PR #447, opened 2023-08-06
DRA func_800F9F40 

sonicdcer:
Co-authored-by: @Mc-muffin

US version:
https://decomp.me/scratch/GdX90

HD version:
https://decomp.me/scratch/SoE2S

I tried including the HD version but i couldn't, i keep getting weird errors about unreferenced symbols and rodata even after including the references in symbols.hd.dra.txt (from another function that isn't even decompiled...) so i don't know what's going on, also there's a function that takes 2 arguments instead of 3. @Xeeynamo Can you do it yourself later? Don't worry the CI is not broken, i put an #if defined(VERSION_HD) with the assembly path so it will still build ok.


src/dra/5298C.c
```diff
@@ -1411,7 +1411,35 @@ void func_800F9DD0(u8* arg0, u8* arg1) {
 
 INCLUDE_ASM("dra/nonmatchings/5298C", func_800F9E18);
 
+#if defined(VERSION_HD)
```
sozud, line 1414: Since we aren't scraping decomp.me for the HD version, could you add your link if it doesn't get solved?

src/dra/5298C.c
====
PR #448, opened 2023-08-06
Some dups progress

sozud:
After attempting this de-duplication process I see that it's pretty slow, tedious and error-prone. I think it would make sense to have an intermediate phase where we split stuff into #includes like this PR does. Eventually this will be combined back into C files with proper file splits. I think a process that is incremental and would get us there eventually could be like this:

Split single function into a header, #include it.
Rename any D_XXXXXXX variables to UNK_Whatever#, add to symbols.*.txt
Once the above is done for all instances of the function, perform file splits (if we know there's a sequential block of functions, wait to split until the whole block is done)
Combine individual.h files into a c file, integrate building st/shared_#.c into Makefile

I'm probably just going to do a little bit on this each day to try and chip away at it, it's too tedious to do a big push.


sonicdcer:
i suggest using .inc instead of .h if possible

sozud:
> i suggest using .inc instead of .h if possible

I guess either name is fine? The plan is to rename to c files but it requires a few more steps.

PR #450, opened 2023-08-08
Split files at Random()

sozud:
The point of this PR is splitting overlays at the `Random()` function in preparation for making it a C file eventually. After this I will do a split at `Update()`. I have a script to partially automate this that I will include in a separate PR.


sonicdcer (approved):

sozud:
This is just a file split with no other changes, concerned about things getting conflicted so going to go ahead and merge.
====
§ **HOW TO COMPLETE THIS TASK**: Across the data above, how many lines carry the word "just"? Only the number is needed.

§ **REPLY**: 2